▶ Problem description
Among the lines below, copy each one in which "dependency" appears.

Material for this task below:

PR #4022, opened 2020-06-02
gradle plugin for cacheReflections

keturn:
### Contains

This moves the definition of the `cacheReflections` task to a grade plugins.

Goals:
* be usable by our terasology-module plugin _and_ the not-exactly-a-module engine project.
* follow gradle best practices for compatibility with dependency configuration and up-to-date checks.

### How to test

That's a good question! We need better documentation about how to test the reflections cache.


keturn:
This has been a prime example of a gradle task that started with me thinking "this should be a small PR to make a task" and ended up being not-so-simple at all.

My plan was to make something that depends upon sourceSet.output.classesDir (the class files read by the reflections scanner) and puts its result to a different part of the SourceSetOutput, so it'll be included in the graph of things-gradle-does-to-compile-a-source-set-and-that-get-included-in-the-distribution.

It was a great plan until I got to the part where gradle told me I'd made a circular dependency, and I found this in gradle's implementation of SourceSetOutput:

https://github.com/gradle/gradle/blob/2ce1bc8db4b993f0dd1d8834be5b53e43f657985/subprojects/plugins/src/main/java/org/gradle/api/internal/tasks/DefaultSourceSetOutput.java#L49-L51

While looking to see if there was a bug report about that I should vote for, I came across this evidence that we're in good company: https://github.com/gradle/gradle/issues/12774

and trying to follow gradle best practices for dependency configuration is great, until you come up against these parts of gradle that were developed well before these new APIs: https://github.com/gradle/gradle/issues/12546

…

that's put a bit of a damper on things, as I _thought_ I was doing this to simplify and improve the reliability of our configuration, and it's turned out to need some messy hacks to work with these design gaps.

If I had estimated it would be this hard up-front, I would have wondered if it's even worth doing at all: how much time is actually saved by creating these caches during the build as opposed to at run time?

but now that I think I may have a set of hacks that will work, I'm swayed by the Sunk Cost Fallacy. It's come this far, might as well see it through!

DarkWeird:
NUI uses reflections for detect widgets, screen overlay(finding by .ui files's type )

Issue #12, opened 2019-11-12
`Makefile` issues


BatmanAoD:
I found two issues with the `Makefile`:

* It fails if the `docs` branch has not previously been checked out locally. This can be easily fixed by using `origin/docs`, but I can imagine that having some surprising behavior for the maintainer when actually trying to modify the docs. `git branch -u origin/docs docs` [_should_](https://stackoverflow.com/a/51157918/1858225) ensure the branch exists locally without actually changing the working directory, but for some reason that isn't working on my machine so I'm hesitant to open a PR with that change.
* The `mkdir -p` commands for the documentation directory don't actually create the leaf dirs, `man` and `html`. This is a pretty simple fix.

If you're okay with using `git show origin/docs...`, or if I figure out why `git branch -u` isn't working on my machine, I can submit a simple PR fixing these issues.

BatmanAoD:
I got `git branch` to do the right thing without the `-u` flag. PR opened.

BatmanAoD:
These issues will be addressed by #10.

PR #10, opened 2019-11-08
Installation fixes (some may be Windows-specific, some not)

benblo:
- documentation fixes
- fix for paths with spaces
- python shebang fix, which you may not want, and might just be an issue with my own installation (I can only use "#!/usr/bin/env python", not "python3")

Side-note:
here's what ended up working for me to install on Windows:
  git clone -c core.symlinks=true https://github.com/newren/git-filter-repo.git
  make prefix="C:\Program Files\Git\mingw64" pythondir="C:\Python38\Lib\site-packages" mandir="C:\gnuwin32\share\man" install

- The git path I believe is standard for a Git for Windows install
- Python path is from a fresh chocolatey install
- gnuwin32: not sure if it was installed by Git for Windows, or by me from earlier...

PR #13, opened 2019-11-12
Fixes for #12

BatmanAoD:
Create 'docs' branch if necessary; create Documentation subdirs

Addresses concerns in #12

### DIFF
--- a/Makefile
+++ b/Makefile
@@ -26,12 +26,17 @@ fixup_locale:
 snag_docs: Documentation/man1/git-filter-repo.1 Documentation/html/git-filter-repo.html
 
 Documentation/man1/git-filter-repo.1:
-	mkdir -p man1
-	git show docs:man1/git-filter-repo.1 >Documentation/man1/git-filter-repo.1
+	mkdir -p Documentation/man1
+	# Create the local `docs` tracking branch if it doesn't already exist.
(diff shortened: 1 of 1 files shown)


newren:
Hi, thanks for the fixes.  I really need to get some contribution guidelines up.

This turns out to be a duplicate of #10; most of my comments there also apply here.  Since @benblo filed first, I'll merge his changes if he updates them in the next few days; if not, and you update yours, then I'll go ahead and merge yours.

newren:
Oh, one more thing.  I'd prefer to avoid things like "Resolves #12", as it makes the history depend on an external service that isn't obvious.  Commit messages should explain the problem in sufficient detail to understand; if that isn't possible for some reason or you want to be able to point users at additional discussion, please use a full URL.

BatmanAoD:
Oops, I did briefly search open issues but didn't see that one. I'll close this. 

"Resolves" only modifies the issue thread, not the commit history, correct?

newren:
Sorry about "Resolves"; I for some reason thought it was included in the commit message rather than just the PR summary.  Having it in the PR summary would be fine since that'd be GitHub specific anyway.

BatmanAoD:
Fair enough; that feature does feel pretty "magic" so I wanted to be sure I understood its effect as well.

End of Material for this task.

▶ Answer box
* follow gradle best practices for compatibility with dependency configuration and up-to-date checks.
It was a great plan until I got to the part where gradle told me I'd made a circular dependency, and I found this in gradle's implementation of SourceSetOutput:
and trying to follow gradle best practices for dependency configuration is great, until you come up against these parts of gradle that were developed well before these new APIs: https://github.com/gradle/gradle/issues/12546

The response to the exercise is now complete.